(Source data)
/---
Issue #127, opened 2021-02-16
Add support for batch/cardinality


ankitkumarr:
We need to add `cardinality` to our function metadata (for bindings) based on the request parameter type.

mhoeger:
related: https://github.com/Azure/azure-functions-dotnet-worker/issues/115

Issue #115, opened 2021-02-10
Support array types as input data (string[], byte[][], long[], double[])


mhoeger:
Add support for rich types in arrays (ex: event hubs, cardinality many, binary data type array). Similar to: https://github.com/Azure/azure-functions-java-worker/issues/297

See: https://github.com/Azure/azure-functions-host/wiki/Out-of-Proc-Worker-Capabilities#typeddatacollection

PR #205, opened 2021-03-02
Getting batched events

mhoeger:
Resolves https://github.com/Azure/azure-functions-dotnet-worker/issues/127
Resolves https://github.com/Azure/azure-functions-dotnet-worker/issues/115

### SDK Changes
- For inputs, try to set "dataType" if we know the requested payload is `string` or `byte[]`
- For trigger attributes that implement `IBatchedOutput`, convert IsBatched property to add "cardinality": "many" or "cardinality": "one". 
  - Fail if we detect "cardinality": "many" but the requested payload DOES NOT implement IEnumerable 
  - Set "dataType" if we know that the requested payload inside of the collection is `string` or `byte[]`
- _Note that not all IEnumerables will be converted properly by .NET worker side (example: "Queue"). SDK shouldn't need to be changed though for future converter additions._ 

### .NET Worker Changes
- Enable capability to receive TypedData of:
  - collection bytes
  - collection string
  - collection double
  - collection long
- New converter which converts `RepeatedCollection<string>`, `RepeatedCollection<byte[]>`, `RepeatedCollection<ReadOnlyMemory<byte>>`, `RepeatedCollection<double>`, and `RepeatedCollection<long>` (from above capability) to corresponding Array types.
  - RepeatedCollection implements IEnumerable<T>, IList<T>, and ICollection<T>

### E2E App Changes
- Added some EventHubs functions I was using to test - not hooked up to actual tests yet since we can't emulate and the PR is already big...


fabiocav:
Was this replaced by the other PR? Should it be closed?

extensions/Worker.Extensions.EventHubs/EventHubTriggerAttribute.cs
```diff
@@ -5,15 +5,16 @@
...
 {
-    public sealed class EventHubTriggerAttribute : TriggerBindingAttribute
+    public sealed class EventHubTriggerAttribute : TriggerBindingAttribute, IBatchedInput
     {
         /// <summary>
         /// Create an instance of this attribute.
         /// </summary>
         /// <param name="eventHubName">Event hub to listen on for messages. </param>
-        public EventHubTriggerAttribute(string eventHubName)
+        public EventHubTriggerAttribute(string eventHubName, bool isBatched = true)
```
\---
→ **Task**
In the entries above, identify every line with the string "capability".

→ **Task answer**
- Enable capability to receive TypedData of:
- New converter which converts `RepeatedCollection<string>`, `RepeatedCollection<byte[]>`, `RepeatedCollection<ReadOnlyMemory<byte>>`, `RepeatedCollection<double>`, and `RepeatedCollection<long>` (from above capability) to corresponding Array types.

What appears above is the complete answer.